Memory layout for the above mentioned IndexMap supposing an input buffer of 16 elements.

  ┌─Physical-index-space───IndexMap:[i//7,i%7]─────────────────┐
  │                                                            │
 ┌▼─┬──┬──┬──┬──┬──┬──┬──┬──┬──┬──┬──┬──┬──┬──┬──┬──┬──┬──┬──┬─▼┐
 │00│01│02│03│04│05│06│07│08│09│10│11│12│13│14│15│16│17│18│19│20│
 └▲─┴──┴──┴──┴──┴──┴──┴──┴──┴──┴──┴──┴──┴──┴──┴─▲└──┴──┴──┴──┴──┘
  │                                             │
  └─Logical-index-space─────────────────────────┘



  ┌─────IndexMap:[i//7,i%7]─┐
  │                         │
  │      ┌──┬──┬──┬──┬──┬──┐▼─┐
  │      │00│01│02│03│04│05│06│
  │      ├──┼──┼──┼──┼──┼──┼──┤
  │      │07│08│09│10│11│12│13│
  │      └──┼──┼──┼──┼──┼──┼──┤
  └──────►14│15│16│17│18│19│20│
         └──┴──┘▲─┴──┴──┴──┴─▲┘
                │            │
                │            │
                └─pad-values─┘


  ┌─IndexMap:[i//7,(i%7)%8]─┐
  │                         │
  │      ┌──┬──┬──┬──┬──┬──┐▼─┬──┐
  │      │00│01│02│03│04│05│06│07◄─┐
  │      ├──┼──┼──┼──┼──┼──┼──┼──┐ │
  │      │08│09│10│11│12│13│14│15◄─┤
  │      └──┼──┼──┼──┼──┼──┼──┼──┐ │
  └──────►16│17│18│19│20│21│22│23◄─┤
         └──┴──┘▲─┴──┴──┴──┴─▲└─▲┘ │
                │            │  │  │
                │            │  │  │
                └─pad-values─┴──┴──┘


  ┌─Physical-index-space───IndexMap:[i//7,(i%7)%8]─────────────────────┐
  │                                                                    │
 ┌▼─┬──┬──┬──┬──┬──┬──┬──┬──┬──┬──┬──┬──┬──┬──┬──┬──┬──┬──┬──┬──┬──┬──┐▼─┐
 │00│01│02│03│04│05│06│xx│08│09│10│11│12│13│14│xx│16│17│18│19│20│21│22│xx│
 └──┴──┴──┴──┴──┴──┴──┴──┴──┴──┴──┴──┴──┴──┴──┴──┴──┴──┴──┴──┴──┴──┴──┴──┘

Note the pad values every 8th value in the physical memory layout in the last figure above.

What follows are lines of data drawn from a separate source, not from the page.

PR #580, opened 2022-07-16
Add References syntax to `.model.json` files

sasial-dev:
This PR will add references syntax to `.model.json` files.


sasial-dev:
@LPGhatguy, looking for your thoughts on this: is it worth using `snapshot_id` for this? or using a new field? As I noticed that it needs some fixes 🤔 

https://github.com/rojo-rbx/rojo/blob/5bf1f868863adac49a16ad32748a61d324ace592/src/snapshot/instance_snapshot.rs#L20-L22

sasial-dev:
Once you let me know what you'd rather, I'll finish up this PR 🙂

PR #581, opened 2022-07-17
Really default to the current directory in 'rojo fmt-project'

wackbyte:
I noticed `fmt-project` didn't actually default to the current directory like it said it would.


LPGhatguy (approved):

LPGhatguy:
Thank you!

Issue #579, opened 2022-07-11
Plugin throws warning even if `rojo serve` is stopped after disconnecting from plugin


Sleitnick:
While disconnecting Rojo from an ongoing connection, the expected steps would be to disconnect the plugin and then to stop serving. However, a connection failure warning is shown when doing this.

@csullivan thank you for the beautiful figure! 😄
One question - this example adds padding at the rightmost side of axis=1.
How does this repr add the padding at the leftmost side?

@sunggg Padding at the left side would be represented as [i//7, ( (i%7) + 1) %8]. The %8 introduces the same requirement that its left argument be padded out to be divisible by the right argument, and the expression dictates the exact mapping from pre-transformation indices to post-transformation indices.